- [Exercise]:
Reply with nothing but the number of lines in the data below where the word "LINKED" occurs.

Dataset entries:
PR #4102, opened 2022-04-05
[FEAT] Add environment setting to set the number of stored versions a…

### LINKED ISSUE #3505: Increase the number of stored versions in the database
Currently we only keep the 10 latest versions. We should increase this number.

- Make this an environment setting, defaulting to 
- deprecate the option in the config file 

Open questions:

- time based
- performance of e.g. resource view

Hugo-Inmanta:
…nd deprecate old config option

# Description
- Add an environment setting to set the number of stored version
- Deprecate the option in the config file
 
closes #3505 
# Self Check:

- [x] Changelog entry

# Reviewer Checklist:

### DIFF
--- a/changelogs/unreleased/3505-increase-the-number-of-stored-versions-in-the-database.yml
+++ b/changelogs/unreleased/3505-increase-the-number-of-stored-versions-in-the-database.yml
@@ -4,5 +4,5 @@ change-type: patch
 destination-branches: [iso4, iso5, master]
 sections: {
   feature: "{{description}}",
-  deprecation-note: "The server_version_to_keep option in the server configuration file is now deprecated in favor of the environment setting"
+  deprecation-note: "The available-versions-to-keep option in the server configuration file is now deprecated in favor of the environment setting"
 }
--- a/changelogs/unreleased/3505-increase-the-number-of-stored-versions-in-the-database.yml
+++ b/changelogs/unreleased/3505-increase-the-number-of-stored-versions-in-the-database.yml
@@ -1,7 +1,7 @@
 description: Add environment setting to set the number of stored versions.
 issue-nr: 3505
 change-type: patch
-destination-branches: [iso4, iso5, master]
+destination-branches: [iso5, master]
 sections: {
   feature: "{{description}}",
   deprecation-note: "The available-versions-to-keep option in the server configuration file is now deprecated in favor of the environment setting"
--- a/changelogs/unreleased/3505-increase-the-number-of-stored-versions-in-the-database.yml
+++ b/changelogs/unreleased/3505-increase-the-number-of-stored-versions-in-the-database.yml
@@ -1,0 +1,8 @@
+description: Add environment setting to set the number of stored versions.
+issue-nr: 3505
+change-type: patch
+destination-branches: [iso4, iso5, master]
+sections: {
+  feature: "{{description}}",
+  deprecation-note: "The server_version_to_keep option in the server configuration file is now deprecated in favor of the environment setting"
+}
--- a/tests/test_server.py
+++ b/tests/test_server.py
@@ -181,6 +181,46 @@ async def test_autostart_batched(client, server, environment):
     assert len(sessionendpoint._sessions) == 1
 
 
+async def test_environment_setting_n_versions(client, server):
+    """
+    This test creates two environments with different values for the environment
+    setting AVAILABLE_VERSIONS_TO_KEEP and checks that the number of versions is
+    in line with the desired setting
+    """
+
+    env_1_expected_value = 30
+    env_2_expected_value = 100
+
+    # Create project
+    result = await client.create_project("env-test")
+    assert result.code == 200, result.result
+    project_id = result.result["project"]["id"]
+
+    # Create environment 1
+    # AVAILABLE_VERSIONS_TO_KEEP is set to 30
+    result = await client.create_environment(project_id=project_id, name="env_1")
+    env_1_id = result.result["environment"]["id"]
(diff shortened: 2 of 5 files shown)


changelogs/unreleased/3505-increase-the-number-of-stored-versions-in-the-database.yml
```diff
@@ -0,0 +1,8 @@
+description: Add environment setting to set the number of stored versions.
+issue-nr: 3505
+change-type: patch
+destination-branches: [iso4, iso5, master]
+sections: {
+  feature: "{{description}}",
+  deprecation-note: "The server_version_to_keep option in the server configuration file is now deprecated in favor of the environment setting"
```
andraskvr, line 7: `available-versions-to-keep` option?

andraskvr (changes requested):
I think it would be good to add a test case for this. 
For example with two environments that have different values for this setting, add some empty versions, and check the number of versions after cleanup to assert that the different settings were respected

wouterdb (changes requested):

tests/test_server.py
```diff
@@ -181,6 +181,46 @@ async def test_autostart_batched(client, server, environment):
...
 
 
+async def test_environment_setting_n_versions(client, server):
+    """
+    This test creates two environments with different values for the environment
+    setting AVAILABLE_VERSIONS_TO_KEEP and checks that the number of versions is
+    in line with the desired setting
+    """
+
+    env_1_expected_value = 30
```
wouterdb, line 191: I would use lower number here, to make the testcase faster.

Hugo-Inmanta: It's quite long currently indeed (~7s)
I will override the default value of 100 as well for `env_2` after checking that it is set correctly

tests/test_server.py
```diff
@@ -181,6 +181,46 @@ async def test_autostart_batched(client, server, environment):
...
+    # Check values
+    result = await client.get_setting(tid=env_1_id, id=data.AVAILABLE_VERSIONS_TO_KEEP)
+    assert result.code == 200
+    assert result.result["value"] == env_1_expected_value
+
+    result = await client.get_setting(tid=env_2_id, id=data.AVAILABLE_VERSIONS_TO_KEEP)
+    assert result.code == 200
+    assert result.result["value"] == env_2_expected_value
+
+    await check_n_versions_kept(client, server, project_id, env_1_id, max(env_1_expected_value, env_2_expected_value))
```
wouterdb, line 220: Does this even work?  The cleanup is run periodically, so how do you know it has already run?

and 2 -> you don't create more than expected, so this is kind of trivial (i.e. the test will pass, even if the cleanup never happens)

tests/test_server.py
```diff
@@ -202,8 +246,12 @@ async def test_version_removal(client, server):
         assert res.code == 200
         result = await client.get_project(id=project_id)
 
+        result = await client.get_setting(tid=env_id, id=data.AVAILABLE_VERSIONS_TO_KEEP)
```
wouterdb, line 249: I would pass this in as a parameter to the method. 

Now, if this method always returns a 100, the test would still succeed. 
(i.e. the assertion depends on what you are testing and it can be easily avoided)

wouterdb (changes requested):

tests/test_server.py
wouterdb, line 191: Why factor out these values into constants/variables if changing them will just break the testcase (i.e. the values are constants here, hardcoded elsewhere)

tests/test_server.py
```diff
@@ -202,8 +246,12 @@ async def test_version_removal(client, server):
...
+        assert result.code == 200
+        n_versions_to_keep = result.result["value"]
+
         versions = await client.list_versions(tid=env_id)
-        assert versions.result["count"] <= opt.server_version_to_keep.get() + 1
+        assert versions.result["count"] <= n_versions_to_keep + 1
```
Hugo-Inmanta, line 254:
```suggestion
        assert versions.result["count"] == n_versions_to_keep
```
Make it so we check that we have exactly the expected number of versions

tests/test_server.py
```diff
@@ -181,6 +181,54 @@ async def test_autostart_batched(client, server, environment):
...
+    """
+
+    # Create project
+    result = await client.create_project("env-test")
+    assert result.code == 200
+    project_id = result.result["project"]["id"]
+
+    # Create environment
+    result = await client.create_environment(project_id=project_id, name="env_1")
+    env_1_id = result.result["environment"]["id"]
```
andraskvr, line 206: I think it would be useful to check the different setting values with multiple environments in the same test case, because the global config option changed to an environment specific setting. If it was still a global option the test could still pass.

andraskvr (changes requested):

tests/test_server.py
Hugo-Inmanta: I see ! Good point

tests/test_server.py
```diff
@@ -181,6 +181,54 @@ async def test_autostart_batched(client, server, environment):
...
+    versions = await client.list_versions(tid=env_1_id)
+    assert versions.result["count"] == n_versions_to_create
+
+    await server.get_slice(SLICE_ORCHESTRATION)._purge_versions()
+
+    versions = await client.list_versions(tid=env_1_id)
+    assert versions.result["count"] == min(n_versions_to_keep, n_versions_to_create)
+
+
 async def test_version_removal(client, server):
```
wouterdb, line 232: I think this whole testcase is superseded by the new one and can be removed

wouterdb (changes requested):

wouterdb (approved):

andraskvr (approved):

---

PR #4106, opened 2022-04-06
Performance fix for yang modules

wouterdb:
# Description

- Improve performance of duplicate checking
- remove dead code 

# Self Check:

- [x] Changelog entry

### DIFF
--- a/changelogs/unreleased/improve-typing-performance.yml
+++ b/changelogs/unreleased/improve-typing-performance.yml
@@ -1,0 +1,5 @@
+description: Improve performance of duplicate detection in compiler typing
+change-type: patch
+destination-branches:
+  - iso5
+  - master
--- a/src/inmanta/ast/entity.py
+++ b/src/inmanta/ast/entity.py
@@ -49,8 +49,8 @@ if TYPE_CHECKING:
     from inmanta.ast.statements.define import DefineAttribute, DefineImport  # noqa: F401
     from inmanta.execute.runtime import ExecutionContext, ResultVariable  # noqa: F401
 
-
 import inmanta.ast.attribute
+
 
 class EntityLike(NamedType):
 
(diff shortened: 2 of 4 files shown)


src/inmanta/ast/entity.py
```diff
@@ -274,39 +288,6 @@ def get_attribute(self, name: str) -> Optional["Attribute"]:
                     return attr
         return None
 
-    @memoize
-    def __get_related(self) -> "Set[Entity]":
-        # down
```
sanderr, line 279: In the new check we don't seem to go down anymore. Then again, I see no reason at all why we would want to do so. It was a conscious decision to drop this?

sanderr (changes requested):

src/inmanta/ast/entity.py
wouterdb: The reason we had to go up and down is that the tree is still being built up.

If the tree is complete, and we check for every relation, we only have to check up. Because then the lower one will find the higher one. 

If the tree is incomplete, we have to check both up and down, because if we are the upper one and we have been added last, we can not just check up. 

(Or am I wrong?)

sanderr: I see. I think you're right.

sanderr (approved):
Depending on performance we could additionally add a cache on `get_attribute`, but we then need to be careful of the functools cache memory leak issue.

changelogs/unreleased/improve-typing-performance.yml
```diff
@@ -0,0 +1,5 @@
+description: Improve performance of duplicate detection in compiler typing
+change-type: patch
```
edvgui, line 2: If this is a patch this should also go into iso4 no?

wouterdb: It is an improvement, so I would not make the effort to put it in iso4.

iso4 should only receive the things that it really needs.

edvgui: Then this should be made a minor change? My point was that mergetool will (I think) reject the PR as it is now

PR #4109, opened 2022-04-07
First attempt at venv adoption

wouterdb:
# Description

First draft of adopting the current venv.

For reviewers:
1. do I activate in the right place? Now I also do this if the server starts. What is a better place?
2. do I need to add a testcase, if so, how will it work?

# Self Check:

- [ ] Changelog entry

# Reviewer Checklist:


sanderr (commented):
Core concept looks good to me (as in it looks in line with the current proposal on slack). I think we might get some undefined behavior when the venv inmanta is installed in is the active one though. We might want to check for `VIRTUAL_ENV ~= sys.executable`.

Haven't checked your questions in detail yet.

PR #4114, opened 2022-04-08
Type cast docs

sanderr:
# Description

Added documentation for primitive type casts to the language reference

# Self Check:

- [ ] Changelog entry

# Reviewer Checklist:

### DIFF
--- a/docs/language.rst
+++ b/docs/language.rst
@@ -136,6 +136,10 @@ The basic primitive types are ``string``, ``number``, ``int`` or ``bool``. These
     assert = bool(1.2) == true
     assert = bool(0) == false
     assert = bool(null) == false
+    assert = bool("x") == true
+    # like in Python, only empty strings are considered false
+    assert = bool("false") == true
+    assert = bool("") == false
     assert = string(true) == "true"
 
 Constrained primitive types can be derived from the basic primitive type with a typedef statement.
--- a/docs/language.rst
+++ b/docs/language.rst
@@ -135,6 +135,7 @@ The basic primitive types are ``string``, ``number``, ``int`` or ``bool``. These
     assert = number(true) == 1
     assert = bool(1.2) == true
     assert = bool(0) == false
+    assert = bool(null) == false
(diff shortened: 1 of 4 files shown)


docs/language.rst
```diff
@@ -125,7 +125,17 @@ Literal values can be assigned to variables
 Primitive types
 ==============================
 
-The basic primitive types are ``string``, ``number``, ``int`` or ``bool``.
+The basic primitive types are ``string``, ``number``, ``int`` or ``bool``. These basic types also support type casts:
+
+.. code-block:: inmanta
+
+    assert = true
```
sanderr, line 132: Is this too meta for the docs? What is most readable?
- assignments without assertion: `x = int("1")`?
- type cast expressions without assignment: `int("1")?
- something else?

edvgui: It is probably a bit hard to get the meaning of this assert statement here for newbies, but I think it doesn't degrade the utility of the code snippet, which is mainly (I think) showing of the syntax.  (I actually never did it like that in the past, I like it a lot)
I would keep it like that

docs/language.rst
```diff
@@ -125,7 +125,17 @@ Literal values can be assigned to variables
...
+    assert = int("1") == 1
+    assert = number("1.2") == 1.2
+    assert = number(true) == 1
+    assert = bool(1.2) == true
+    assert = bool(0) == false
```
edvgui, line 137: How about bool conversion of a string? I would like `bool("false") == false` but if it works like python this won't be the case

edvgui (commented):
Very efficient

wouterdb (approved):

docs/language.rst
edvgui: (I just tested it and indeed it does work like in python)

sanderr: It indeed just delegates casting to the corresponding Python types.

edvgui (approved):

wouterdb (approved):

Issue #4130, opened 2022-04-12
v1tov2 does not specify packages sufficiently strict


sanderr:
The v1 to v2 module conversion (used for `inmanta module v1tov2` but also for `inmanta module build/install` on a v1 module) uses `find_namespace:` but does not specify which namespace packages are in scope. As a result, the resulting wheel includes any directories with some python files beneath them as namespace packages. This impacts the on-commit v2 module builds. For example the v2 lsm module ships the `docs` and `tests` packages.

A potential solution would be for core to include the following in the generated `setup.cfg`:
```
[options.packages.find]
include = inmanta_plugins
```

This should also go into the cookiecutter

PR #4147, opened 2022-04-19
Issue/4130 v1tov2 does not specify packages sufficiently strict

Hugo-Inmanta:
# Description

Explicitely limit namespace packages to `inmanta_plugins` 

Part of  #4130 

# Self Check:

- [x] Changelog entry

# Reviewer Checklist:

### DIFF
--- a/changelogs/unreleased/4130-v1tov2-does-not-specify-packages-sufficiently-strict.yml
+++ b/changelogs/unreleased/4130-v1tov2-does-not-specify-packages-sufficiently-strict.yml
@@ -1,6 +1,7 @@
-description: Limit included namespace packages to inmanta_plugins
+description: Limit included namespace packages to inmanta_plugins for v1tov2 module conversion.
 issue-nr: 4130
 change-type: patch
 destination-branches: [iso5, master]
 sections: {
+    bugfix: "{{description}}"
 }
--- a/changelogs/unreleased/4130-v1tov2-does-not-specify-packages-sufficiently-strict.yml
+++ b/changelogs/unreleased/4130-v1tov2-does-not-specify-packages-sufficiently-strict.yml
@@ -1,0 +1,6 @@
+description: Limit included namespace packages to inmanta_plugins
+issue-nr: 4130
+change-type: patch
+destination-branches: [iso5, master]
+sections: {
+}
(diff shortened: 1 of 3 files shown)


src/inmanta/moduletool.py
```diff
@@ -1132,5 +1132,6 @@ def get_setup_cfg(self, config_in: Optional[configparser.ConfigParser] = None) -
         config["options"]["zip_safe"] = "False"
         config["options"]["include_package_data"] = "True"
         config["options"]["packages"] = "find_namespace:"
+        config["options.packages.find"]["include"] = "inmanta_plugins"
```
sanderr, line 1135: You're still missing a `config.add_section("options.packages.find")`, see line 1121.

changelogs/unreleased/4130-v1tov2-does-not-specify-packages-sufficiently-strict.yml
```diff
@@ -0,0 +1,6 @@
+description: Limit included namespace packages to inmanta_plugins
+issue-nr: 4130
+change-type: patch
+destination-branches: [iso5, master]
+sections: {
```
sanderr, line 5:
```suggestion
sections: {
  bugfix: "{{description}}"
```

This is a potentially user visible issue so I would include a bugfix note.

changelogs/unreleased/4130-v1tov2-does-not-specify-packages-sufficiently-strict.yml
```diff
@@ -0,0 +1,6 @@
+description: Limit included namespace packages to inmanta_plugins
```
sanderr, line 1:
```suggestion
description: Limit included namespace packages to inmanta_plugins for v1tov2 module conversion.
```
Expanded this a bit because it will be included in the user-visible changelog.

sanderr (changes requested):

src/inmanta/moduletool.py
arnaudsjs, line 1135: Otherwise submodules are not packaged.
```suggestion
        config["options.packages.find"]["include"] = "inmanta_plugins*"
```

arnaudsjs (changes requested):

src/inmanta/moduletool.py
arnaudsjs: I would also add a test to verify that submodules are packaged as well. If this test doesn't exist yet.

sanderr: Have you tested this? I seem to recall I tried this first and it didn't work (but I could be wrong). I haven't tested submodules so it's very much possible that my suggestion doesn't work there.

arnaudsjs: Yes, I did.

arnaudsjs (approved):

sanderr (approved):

---

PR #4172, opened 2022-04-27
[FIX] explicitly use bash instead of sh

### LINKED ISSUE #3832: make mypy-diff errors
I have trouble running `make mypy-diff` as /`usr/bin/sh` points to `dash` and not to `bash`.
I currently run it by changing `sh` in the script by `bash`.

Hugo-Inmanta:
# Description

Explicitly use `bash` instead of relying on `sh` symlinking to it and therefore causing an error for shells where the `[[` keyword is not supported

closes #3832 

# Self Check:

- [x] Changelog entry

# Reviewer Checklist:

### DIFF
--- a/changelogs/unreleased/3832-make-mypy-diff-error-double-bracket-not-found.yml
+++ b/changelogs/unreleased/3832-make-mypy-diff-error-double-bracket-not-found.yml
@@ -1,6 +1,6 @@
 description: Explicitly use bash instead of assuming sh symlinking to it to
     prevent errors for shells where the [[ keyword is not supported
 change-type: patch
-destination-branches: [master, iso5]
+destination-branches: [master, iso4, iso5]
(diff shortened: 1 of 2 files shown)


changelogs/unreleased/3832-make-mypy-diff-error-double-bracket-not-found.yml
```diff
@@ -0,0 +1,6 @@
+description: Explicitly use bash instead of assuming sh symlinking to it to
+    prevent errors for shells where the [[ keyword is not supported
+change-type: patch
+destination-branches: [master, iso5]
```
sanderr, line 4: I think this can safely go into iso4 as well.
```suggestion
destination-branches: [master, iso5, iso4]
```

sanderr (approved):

- [Answer box]:
2